## EXCERPTED DATA
Issue #41, opened 2017-10-31
Choosenim doesn't support proxies


genotrance:
Running choosenim behind a proxy server isn't supported. This is a common situation for developers and important to support.

PR #48, opened 2018-01-09
Fix for #41 - proxy support

genotrance:
Sourced getProxy() from Nimble

### DIFF
--- a/src/choosenim/download.nim
+++ b/src/choosenim/download.nim
@@ -1,4 +1,4 @@
-import httpclient, strutils, os, terminal, times, math
+import httpclient, strutils, os, terminal, times, math, uri
 
 import nimblepkg/[version, cli]
 when defined(curl):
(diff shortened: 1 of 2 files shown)


src/choosenim/download.nim
```diff
@@ -138,8 +138,31 @@ when defined(curl):
...
+        getCurrentExceptionMsg(), Warning, HighPriority)
+
+  if url.len > 0:
+    var parsed = parseUri(url)
+    if parsed.scheme.len == 0 or parsed.hostname.len == 0:
+      parsed = parseUri("http://" & url)
+    let auth =
+      if parsed.username.len > 0: parsed.username & ":" & parsed.password
+      else: ""
+    return newProxy($parsed, auth)
```
dom96: I find this code odd. Doesn't ``httpclient`` provide this logic? If not, I think it should. But we can take care of that later.

genotrance: Nope, this isn't in httpclient.nim yet. I know you mentioned this separately as well but I added this to choosenim for the near term.

genotrance: Nope, this isn't in httpclient.nim yet. I know you mentioned this separately as well but I added this to choosenim for the near term.

dom96:
This will do for now but I would like it in the stdlib.

PR #62, opened 2018-05-24
Fixes for 0.18.1

genotrance:
Fixes for ""[0]

### DIFF
--- a/src/choosenim/download.nim
+++ b/src/choosenim/download.nim
@@ -34,7 +34,10 @@ proc showIndeterminateBar(progress, speed: BiggestInt, lastPos: var int) =
   stdout.flushFile()
 
 proc showBar(fraction: float, speed: BiggestInt) =
-  eraseLine()
+  try:
+    eraseLine()
+  except OSError:
+    discard
   let hashes = repeat('#', int(fraction * progressBarLength))
   let spaces = repeat(' ', progressBarLength - hashes.len)
   stdout.write("[$1$2] $3% $4kb/s" % [
--- a/tests/tester.nim
+++ b/tests/tester.nim
@@ -42,21 +42,21 @@ proc outputReader(stream: Stream, missedEscape: var bool): string =
   while true:
     let c = stream.readStr(1)
 
-    if c.len() != 0:
-      case c[0]
-      of '\c', '\l':
-        result.add(c[0])
-        return
-      of '\27':
-        if result.len > 0:
-          missedEscape = true
-          return
-
-        handleEscape()
-      else:
-        result.add(c[0])
-    else:
+    if c.len() == 0:
       return
+
+    case c[0]
+    of '\c', '\l':
+      result.add(c[0])
+      return
+    of '\27':
+      if result.len > 0:
+        missedEscape = true
+        return
+
+      handleEscape()
+    else:
+      result.add(c[0])
 
 proc exec(args: varargs[string], exe=exePath,
           yes=true, liveOutput=false,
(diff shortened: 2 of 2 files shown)


tests/tester.nim
```diff
@@ -42,18 +42,21 @@ proc outputReader(stream: Stream, missedEscape: var bool): string =
...
+        if result.len > 0:
+          missedEscape = true
+          return
+
+        handleEscape()
+      else:
+        result.add(c[0])
     else:
-      result.add(c[0])
+      return
```
dom96: When writing code like this, instead of wrapping the code in an if, just write the following above the code:

```nim
if c.len() == 0:
  return
```

It's the same and it makes the code less messy.

src/choosenim/download.nim
```diff
@@ -34,7 +34,10 @@ proc showIndeterminateBar(progress, speed: BiggestInt, lastPos: var int) =
   stdout.flushFile()
 
 proc showBar(fraction: float, speed: BiggestInt) =
-  eraseLine()
+  try:
+    eraseLine()
+  except OSError:
+    discard
```
dom96: This isn't a valid fix for whatever issue this fixes.

tests/tester.nim
```diff
@@ -68,7 +71,9 @@ proc exec(args: varargs[string], exe=exePath,
       quotedArgs.add("--chooseNimDir:" & choosenimDir)
   quotedArgs.add("--noColor")
 
-  quotedArgs = quoted_args.map((x: string) => ("\"" & x & "\""))
+  for i in 0..quotedArgs.len-1:
+    if " " in quotedArgs[i]:
+      quotedArgs[i] = "\"" & quotedArgs[i] & "\""
```
dom96: I don't see a reason to do this. Quoting everything is fine, and the code is much more succinct.

src/choosenim/download.nim
genotrance: This happens when running tests - there's no terminal available so `eraseLine()` raises OSError.

tests/tester.nim
genotrance: Yes, but it is failing tests even on 0.18.0 since it is appending spaces or \" to file paths for --nimbleDir or --choosenimDir which then no longer resolve as paths. It's easier fixing the tester than changing choosenim `parseCliParams()`.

## YOUR OBJECTIVE
In the listing, how many lines carry the string "quotedArgs"? Answer with a number only.

## EXPECTED ANSWER
6